**ASSIGNMENT:**
Count up the lines below that include the string "cout" and report the number by itself.

**PROVIDED DATA:**

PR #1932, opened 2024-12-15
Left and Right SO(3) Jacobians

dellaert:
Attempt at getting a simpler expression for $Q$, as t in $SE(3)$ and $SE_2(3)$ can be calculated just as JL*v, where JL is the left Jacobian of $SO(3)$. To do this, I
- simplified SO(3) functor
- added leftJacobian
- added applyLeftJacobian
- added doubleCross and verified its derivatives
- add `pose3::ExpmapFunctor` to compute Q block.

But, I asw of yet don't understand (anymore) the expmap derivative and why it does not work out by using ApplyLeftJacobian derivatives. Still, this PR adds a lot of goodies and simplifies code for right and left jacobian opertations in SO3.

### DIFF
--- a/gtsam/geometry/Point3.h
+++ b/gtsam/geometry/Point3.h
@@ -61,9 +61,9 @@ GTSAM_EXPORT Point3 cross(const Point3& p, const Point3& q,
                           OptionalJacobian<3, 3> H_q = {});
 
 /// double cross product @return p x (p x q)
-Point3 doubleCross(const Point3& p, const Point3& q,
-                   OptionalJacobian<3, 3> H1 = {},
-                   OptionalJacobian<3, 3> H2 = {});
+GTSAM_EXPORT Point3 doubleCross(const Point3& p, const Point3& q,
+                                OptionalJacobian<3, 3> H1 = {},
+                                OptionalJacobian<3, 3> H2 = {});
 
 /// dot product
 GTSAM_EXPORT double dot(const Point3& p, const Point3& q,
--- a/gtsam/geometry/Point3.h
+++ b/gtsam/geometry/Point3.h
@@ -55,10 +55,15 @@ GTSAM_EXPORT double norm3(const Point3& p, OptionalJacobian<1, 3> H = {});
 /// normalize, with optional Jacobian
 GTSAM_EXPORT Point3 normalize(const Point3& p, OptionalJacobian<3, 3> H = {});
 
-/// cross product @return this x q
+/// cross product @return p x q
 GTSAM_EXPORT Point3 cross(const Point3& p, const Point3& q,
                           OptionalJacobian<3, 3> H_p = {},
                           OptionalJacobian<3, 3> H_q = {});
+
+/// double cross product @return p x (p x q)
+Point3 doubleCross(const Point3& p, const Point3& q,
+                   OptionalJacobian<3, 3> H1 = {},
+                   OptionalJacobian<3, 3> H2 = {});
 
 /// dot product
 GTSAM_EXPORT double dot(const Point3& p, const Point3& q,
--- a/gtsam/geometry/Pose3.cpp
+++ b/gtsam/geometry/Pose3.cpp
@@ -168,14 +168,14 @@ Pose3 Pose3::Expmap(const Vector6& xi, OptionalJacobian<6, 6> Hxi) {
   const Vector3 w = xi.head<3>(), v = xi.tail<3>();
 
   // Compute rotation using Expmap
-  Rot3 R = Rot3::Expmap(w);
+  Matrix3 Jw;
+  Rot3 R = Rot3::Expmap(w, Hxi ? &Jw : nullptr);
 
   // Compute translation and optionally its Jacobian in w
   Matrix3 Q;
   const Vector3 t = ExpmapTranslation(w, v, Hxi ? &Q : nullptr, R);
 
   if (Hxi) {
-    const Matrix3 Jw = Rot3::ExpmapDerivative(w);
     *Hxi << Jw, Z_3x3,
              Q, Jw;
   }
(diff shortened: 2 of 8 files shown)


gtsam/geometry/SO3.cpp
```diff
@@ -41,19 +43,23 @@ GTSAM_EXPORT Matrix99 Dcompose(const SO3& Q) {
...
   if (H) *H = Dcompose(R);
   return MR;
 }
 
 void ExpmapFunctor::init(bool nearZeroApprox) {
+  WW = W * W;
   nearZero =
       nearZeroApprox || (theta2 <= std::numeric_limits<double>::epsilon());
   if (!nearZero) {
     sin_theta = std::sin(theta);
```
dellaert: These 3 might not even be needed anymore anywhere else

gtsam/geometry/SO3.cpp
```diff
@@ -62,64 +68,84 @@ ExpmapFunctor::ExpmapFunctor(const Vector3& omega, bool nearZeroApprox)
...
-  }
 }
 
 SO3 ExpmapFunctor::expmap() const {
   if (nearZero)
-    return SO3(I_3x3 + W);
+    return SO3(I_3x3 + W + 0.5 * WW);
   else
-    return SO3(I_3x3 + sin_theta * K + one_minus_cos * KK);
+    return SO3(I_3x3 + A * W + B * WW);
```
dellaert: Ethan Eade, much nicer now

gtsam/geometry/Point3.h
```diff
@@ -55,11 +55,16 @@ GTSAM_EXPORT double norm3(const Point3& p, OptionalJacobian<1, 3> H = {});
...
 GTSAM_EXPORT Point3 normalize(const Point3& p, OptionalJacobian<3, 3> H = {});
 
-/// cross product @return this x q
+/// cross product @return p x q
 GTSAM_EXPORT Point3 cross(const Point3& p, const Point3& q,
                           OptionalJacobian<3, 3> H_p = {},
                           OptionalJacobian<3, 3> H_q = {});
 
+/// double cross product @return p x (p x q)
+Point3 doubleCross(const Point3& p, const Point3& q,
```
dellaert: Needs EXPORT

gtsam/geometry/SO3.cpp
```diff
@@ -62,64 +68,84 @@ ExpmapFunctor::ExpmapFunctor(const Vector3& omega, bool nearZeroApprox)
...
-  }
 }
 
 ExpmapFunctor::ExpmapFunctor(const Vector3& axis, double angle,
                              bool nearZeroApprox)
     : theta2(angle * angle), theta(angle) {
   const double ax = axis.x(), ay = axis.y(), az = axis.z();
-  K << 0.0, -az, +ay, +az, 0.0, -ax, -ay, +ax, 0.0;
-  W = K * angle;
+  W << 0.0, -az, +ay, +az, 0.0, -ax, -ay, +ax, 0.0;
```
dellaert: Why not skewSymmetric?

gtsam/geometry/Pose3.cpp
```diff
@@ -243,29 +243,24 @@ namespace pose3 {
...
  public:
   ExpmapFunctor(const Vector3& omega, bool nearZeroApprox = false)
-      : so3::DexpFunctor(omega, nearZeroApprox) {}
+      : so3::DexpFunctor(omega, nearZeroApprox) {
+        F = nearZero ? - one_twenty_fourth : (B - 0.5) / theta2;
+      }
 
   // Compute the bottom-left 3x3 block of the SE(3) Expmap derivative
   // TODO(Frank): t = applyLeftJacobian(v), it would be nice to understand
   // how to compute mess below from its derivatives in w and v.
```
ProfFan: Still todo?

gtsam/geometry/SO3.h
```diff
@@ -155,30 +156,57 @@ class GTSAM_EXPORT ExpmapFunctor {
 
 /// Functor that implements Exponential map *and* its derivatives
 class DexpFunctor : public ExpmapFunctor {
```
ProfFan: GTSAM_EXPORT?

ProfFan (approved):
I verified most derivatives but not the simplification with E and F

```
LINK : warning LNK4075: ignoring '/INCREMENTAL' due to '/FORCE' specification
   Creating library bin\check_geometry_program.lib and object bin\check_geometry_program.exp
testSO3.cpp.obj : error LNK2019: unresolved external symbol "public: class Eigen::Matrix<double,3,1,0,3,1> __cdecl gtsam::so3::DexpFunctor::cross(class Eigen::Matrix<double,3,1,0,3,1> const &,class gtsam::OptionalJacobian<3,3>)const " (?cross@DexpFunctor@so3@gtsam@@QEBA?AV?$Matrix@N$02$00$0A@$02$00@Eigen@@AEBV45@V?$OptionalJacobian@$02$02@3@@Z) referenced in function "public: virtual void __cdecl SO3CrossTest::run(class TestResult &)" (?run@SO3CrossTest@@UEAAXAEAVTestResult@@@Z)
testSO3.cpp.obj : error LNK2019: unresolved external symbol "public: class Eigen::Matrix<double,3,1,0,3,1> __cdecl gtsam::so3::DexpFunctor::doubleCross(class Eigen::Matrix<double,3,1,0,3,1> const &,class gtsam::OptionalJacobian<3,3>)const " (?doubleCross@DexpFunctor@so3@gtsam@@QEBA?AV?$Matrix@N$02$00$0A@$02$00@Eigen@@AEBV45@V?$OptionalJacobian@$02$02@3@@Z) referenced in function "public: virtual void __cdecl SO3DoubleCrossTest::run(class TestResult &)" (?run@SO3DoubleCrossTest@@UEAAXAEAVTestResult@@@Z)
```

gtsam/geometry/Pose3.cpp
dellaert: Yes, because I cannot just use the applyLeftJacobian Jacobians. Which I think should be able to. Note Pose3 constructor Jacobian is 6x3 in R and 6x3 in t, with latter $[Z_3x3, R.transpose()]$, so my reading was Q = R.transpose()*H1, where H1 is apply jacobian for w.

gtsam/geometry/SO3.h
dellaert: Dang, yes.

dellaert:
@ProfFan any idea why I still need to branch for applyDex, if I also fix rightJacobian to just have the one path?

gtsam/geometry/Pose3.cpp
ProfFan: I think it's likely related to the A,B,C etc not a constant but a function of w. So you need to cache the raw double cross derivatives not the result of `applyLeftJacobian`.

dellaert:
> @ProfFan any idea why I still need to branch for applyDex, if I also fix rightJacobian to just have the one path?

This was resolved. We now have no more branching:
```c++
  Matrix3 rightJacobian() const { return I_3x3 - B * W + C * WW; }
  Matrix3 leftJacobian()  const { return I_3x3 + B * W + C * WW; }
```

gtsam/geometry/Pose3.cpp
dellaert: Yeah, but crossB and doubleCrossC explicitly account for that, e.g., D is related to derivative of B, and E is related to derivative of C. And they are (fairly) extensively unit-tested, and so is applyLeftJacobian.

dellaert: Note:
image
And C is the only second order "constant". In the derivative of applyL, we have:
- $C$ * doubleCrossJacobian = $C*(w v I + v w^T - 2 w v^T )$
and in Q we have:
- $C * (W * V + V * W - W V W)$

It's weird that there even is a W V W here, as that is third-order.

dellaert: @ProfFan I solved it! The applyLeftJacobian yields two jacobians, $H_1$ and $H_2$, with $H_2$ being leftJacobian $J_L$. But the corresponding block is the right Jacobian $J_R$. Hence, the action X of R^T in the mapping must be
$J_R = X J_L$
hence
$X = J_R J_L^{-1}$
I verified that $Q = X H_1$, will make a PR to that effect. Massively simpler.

* * *

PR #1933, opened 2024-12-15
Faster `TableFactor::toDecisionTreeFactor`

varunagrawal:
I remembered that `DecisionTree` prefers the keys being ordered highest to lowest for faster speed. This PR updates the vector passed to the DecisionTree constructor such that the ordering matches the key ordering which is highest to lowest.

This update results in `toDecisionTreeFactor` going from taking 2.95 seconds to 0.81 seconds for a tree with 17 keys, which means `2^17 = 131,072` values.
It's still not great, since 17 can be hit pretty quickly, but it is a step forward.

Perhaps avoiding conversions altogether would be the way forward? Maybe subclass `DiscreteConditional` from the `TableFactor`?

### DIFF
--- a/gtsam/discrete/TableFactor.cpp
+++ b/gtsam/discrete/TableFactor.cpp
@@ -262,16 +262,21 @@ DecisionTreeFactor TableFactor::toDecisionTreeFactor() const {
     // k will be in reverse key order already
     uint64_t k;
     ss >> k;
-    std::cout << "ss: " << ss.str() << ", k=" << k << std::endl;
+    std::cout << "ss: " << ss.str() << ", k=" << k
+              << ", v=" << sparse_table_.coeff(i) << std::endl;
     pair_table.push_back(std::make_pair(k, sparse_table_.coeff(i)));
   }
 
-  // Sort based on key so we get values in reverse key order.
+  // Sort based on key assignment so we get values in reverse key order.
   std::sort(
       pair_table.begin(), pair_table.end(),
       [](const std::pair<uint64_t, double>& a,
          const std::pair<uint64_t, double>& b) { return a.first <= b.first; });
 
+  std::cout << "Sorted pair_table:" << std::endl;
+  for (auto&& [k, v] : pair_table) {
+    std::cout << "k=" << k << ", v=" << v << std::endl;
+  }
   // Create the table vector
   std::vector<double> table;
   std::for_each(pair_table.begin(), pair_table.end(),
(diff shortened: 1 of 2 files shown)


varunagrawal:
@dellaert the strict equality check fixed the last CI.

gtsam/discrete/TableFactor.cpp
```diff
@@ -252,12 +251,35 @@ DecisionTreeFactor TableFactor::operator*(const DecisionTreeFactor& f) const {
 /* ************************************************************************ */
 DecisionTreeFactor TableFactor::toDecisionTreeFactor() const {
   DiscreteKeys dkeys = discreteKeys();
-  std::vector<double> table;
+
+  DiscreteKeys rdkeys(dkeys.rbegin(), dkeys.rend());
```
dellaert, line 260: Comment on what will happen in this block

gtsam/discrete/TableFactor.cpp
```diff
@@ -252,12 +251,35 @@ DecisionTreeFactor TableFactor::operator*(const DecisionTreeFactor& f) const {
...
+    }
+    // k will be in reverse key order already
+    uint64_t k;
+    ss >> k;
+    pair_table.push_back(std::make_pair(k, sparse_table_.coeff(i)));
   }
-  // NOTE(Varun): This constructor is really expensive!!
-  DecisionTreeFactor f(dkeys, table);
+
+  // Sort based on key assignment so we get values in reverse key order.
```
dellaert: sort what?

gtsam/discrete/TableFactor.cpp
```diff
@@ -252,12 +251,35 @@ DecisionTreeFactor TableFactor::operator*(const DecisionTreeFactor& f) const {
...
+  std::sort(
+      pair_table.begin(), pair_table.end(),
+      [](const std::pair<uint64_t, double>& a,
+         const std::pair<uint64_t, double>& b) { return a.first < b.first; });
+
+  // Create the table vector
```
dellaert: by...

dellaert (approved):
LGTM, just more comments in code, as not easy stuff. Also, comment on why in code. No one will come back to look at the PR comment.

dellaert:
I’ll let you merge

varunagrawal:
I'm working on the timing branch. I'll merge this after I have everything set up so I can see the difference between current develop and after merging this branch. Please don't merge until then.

**SOLUTION BELOW:**
4